The program has been overwhelmed by applications.

The Paycheck Protection Program isn’t the only Small Business Administration-backed relief program for small businesses affected by the coronavirus pandemic, and unfortunately, it’s not the only one struggling desperately under the weight of incoming applications.

According to The Washington Post, the Economic Injury Disaster Loan program, an SBA program established before the COVID-19 outbreak and designed to provide loans for small businesses recovering from disasters, has slashed its funding limit from $2 million to $150,000 and closed its portal to nearly all new applicants.

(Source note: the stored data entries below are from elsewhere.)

PR #1194, opened 2020-03-26
Fix index_glb_to_loc and _size_outhalo

### LINKED ISSUE #1166: Potentially wrong `shape_with_halo` with HALO > DOMAIN
This might cause NaNs or segfaults by essentially breaking the contract between python-land and generated code

Reproducer here: https://github.com/devitocodes/devito/compare/fix-shape-with-halo

For an Operator that produces NaNs, take [this test](https://github.com/devitocodes/devito/blob/consolidate-aliases-3/tests/test_dse.py#L582
) and change the grid such that, in at least one decomposed Dimension, it's smaller than the halo size, for example (3, 3, 3)
it will produce garbage values -- but you have to run it many times until it produces NaNs, thus causing np.close to fail ! or make the test "more reasonable" such that it produces a given expected value against which you can assert deterministically

rhodrin:
This PR fixes the method `index_glb_to_loc` in `decomposition.py` for when an offset + side are received. Some appropriate tests have been added.

The computation of `_size_outhalo` in `dense.py` has also been fixed.

This fixes #1166.

Note: An MPI test for `_size_outhalo` must be added prior to merge. Submitting as it currently to ensure all tests passing.

### DIFF
--- a/devito/data/decomposition.py
+++ b/devito/data/decomposition.py
@@ -144,10 +144,10 @@ class Decomposition(tuple):
             There are three possible cases:
             * int. Given ``I``, a global index, return the corresponding
               relative local index if ``I`` belongs to the local subdomain,
-              None otherwise.
+              ``None`` otherwise.
             * int, DataSide. Given ``O`` and ``S``, respectively a global
               offset and a side, return the relative local offset. This
-              can be 0 if the local subdomain doesn't intersect with the
+              can be ``None`` if the local subdomain doesn't intersect with the
               region defined by the given global offset.
             * (int, int).  Given global ``(min, max)``, return ``(min', max')``
               representing the corresponding relative local min/max. If the
@@ -313,16 +313,20 @@ class Decomposition(tuple):
         elif len(args) == 2:
             # index_glb_to_loc(offset, side)
             if self.loc_empty:
-                return 0
-            rel_ofs, side = args
+                return None
+            abs_ofs, side = args
             if side is LEFT:
-                abs_ofs = self.glb_min + rel_ofs
-                size = self.loc_abs_max - base + 1
-                return min(abs_ofs - base, size) if abs_ofs > base else 0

Congress gave the disaster loan program more than $50 billion in new funding in recent relief bills to offer quick-turnaround loans to businesses slammed by the coronavirus pandemic. But by many accounts, it is failing spectacularly. After initially telling businesses that individual disaster loans could be as high as $2 million, SBA has now imposed a $150,000 limit without publicly announcing the change, said people familiar with the situation who were not authorized to speak publicly.


Additionally, the agency has faced a backlog of millions of applications for the disaster loan program for the past several weeks, several SBA officials have said.

The SBA is still accepting EIDL applications from agricultural interests, but all other businesses will have to look elsewhere as the program processes its backlog. According to The Post, “Key Republican senators had been pushing hard for farmers and agriculture companies to be able to tap the program, and they are now being prioritized over other prospective borrowers.”